Social distancing was suspended off Elland Road on Friday night when Leeds fans celebrated the club’s long-awaited return to the Premier League.
By the time the final whistle blew in Huddersfield, where West Brom’s 2-1 loss meant Marcelo Bielsa’s team was guaranteed a place in the top two in the Championship, fans began to congregate off the famous field. exiled from the Premier League for the past 16 years.
As fireworks lit up the sky, the statue of Billy Bremner drank beer and banners were displayed with the sign “In Bielsa we Trust”. The car horns sounded and the chants of “Bielsa is God” were interspersed with: “Are you seeing Manchester?”
The manager was seen outside his Wetherby home saying, “Thank you, thank you,” to fans who declared, “We love you,” before trading elbow shots and posing for selfies.
The Bielsa players celebrated inside the stadium, from where Pablo Hernández and Patrick Bamford greeted enthusiastically from the upstairs window and the injured Kalvin Phillips briefly stepped out to greet fans through a door near the main reception.

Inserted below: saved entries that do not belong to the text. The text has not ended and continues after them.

PR #19137, opened 2026-09-08
fix(scheduler): an unparseable flow no longer stalls its scheduling loop or floods the logs

AcevedoR:
### 🔗 Related Issue

No issue yet: found by the 1.3 → 2.0 migration QA campaign (internal report `oss-postgres-standalone-unmigrated-schedule-atda`, finding F8).

### ✨ Description

**Problem.** After upgrading to 2.0, a flow that still uses a removed task type (for example `io.kestra.plugin.core.flow.ForEach` left unmigrated) is stored as a `FlowWithException` without trigger definitions. The first time its `Schedule` trigger comes due, `DefaultSchedulableTriggerFetcher` dereferences the null trigger list; the `NullPointerException` aborts the evaluation of every trigger of that loop's vNodes, and because `TriggerSchedulingLoop` only advances `nextScheduleTime` after `onSchedule` returns, the tick is re-run immediately. Measured on 2.0.0 (OSS, Postgres, standalone): ~360 iterations per second, two stack traces each, 2.4 GB of container logs in 20 minutes (≈ 8 GB/h), and every schedule sharing the thread (a quarter of them in standalone) silent until the flow is fixed. Nothing is visible in the UI: no execution, and the trigger row is not listed.

**Fix.**
- `TriggerFlowParser.parseForTrigger` returns `null` when the stored flow has no trigger definitions (there is nothing to degrade to) and logs the parse failure without the stack trace. Flows that still carry their triggers keep the existing degrade-to-stored-flow behaviour.
- `DefaultSchedulableTriggerFetcher` disables the trigger state once and writes the reason to the trigger's logs, the same way an `InvalidTriggerConfigurationException` is handled. Saving the fixed flow re-enables the trigger through the existing flow-update path (verified on 2.0.0: the rewritten flow fired at its next tick). The trigger-list dereference is also null-guarded as a safety net.
- Null guard on the remaining trigger-list dereference in `TriggerEventHandler.findTrigger`.

**Evidence.** The two new tests fail on `develop` and pass with this change: the fetcher test with `NullPointerException: Cannot invoke "java.util.List.stream()" because the return value of "FlowWithSource.getTriggers()" is null`, the parser test because the broken flow is returned instead of rejected.

End to end, on `v2.0.0` + this commit cherry-picked (OSS, Postgres, standalone, 1.3.37 auto-migrated with the same forgotten ForEach flow): 0 `Error in scheduling loop` in 33 minutes (161 353 in 7.5 minutes before), the every-minute schedule kept firing once a minute during an 11-minute soak (stalled before), and the invalid trigger was disabled once with `Disabled: the flow cannot be parsed on this version (… Invalid type: io.kestra.plugin.core.flow.ForEach). Fix the flow and save it to re-enable the trigger.` in its trigger log.

### 🛠️ Backend Checklist

- [x] Code compiles and tests pass for the touched modules (`./gradlew :scheduler:test`, `./gradlew :jdbc-h2:test --tests "H2RunnerTest"`)

### 📝 Additional Notes

- Not in this PR (review): `TriggerSchedulingLoop` only advances `nextScheduleTime` after `onSchedule` returns, so any exception escaping `onSchedule` re-runs the tick immediately; that is what turned this NPE into ~360 iterations/s and ~8 GB/h of logs. Left to the ongoing loop rework.
- Trade-off: a transient parse failure (a plugin not installed yet) also disables the trigger until the flow is saved again or the trigger is re-enabled by hand. The WARN and the trigger log say so. This felt safer than re-parsing and re-logging the same flow every second forever.
- Deliberately not in this PR (different module): `TriggerController.toApiTriggerAndState` drops the trigger record when the flow has no trigger definitions, so the disabled trigger is not visible in the Triggers page while the flow is broken. Follow-up `fix(triggers)` PR.
- Candidate for the 2.0.x patch branch: any customer with one forgotten scheduled flow hits this at the first cron tick after the upgrade.

### 🤖 AI Authors

Drafted with Claude Code from the QA findings, reviewed by @AcevedoR. Why did the cat refuse to migrate its ForEach flow? It only had nine lives and the scheduler was burning through 360 of them per second. 🐱

### DIFF
--- a/scheduler/src/main/java/io/kestra/scheduler/TriggerScheduler.java
+++ b/scheduler/src/main/java/io/kestra/scheduler/TriggerScheduler.java
@@ -22,6 +22,7 @@ import org.slf4j.event.Level;
 import com.google.common.base.Throwables;
 
 import io.kestra.core.exceptions.FlowBlockedException;
+import io.kestra.core.exceptions.FlowProcessingException;
 import io.kestra.core.exceptions.InvalidTriggerConfigurationException;
 import io.kestra.core.metrics.MetricRegistry;
 import io.kestra.core.models.Label;
@@ -291,6 +292,8 @@ public class TriggerScheduler {
                 e.getMessage()
             );
             logBlockedByGovernance(flow, e);
+            return null;
+        } catch (FlowProcessingException e) {
             return null;
         }
     }
--- a/scheduler/src/main/java/io/kestra/scheduler/TriggerEventHandler.java
+++ b/scheduler/src/main/java/io/kestra/scheduler/TriggerEventHandler.java
@@ -52,6 +52,7 @@ import io.kestra.core.scheduler.model.TriggerType;
 import io.kestra.core.scheduler.service.TriggerExecutionPublisher;
 import io.kestra.core.scheduler.store.TriggerStateStore;
 import io.kestra.core.services.ConditionService;
+import io.kestra.core.utils.ListUtils;
 import io.kestra.core.utils.Logs;
 import io.kestra.scheduler.internals.NextEvaluationDate;
 import io.kestra.scheduler.stores.FlowMetaStore;
@@ -611,7 +612,7 @@ public class TriggerEventHandler {
             return Pair.of(null, null);
         }
 
-        AbstractTrigger trigger = flow.getTriggers().stream()
+        AbstractTrigger trigger = ListUtils.emptyOnNull(flow.getTriggers()).stream()
             .filter(it -> it.getId().equals(event.id().getTriggerId()))
             .findFirst()
             .orElse(null);
--- a/scheduler/src/main/java/io/kestra/scheduler/internals/DefaultSchedulableTriggerFetcher.java
+++ b/scheduler/src/main/java/io/kestra/scheduler/internals/DefaultSchedulableTriggerFetcher.java
@@ -16,6 +16,7 @@ import org.slf4j.LoggerFactory;
 import org.slf4j.event.Level;
 
 import io.kestra.core.exceptions.FlowBlockedException;
+import io.kestra.core.exceptions.FlowProcessingException;
 import io.kestra.core.exceptions.InvalidTriggerConfigurationException;
 import io.kestra.core.models.conditions.ConditionContext;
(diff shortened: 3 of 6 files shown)


scheduler/src/main/java/io/kestra/scheduler/TriggerScheduler.java
```diff
@@ -286,6 +287,8 @@ private FlowWithSource parseForTriggerOrSkip(final FlowWithSource flow) {
             );
             logBlockedByGovernance(flow, e);
             return null;
+        } catch (FlowProcessingException e) {
+            return null;
```
fhussonnois, line 297: Why you don't disable the trigger here ?

scheduler/src/main/java/io/kestra/scheduler/TriggerSchedulingLoop.java
```diff
@@ -167,8 +167,8 @@ public void run() {
 
                     // Check whether triggers should be scheduled
                     if (now.isAfter(nextScheduleTime) || now.equals(nextScheduleTime)) {
-                        triggerScheduler.onSchedule(clock, now, assignments);
                         nextScheduleTime = nextScheduleTime.plusMillis(SCHEDULE_INTERVAL_MILLIS);
+                        triggerScheduler.onSchedule(clock, now, assignments);
```
fhussonnois: This change is not related to the current fix; in addition, I'm currently working on fixing some issues on the loop so best to not change the TriggerSchedulingLoop.

fhussonnois (changes requested):

scheduler/src/main/java/io/kestra/scheduler/TriggerSchedulingLoop.java
AcevedoR: ok

scheduler/src/main/java/io/kestra/scheduler/TriggerScheduler.java
AcevedoR: done

fhussonnois (approved):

Phillips said: “We are ecstatic. Promotion is everything. There is no manager who prefers to be less than Marcelo Bielsa. It is the best in the world “.
Goalkeeper Kiko Casilla summed up the team’s collective emotion with an emotional tweet: “We are BACK! We are in premierleague !!!! Yessssssssssss !!! We are Leeds !!!! LUFC Many days dreaming of this day! We will We deserve! Proud of this TEAM, proud of our fans! I can’t describe this moment! Yesssssss !! Thanks for your support, impossible without you! “
Howard Wilkinson, the manager who led Leeds to his last top-tier title in 1992, quickly predicted that his former club could “honor” the Premier League. “Marcelo Bielsa dared to be different,” he said.
In Bielsa’s native Argentina, broadcasting organizations had taken the unprecedented step of screening Huddersfield v West Brom. Typically, the only Championship matches shown live involve the Leeds team coached by the brilliant and idiosyncratic 64-year-old whose previous roles include the Argentina and Chile national teams.
In Poland, the front of the family home belonging to Leeds midfielder Mateusz Klich was covered by a banner that read “Premier Klich”.
As the party spread to Leeds city center, Twitter seemed to be in danger of collapsing under the volume of congratulatory messages from former Leeds players, including James Milner, Rio Ferdinand, Nigel Martyn and Vinnie Jones.
Goalkeeper Paul Robinson, relegated in 2004 amid the club’s financial collapse, told Sky Sports: “It has been highly anticipated and long-awaited. When I played that last game in 2004, you never imagined that Leeds would be off the top for that long, but Bielsa has been fantastic. He’s a weirdo, a scientist, a teacher.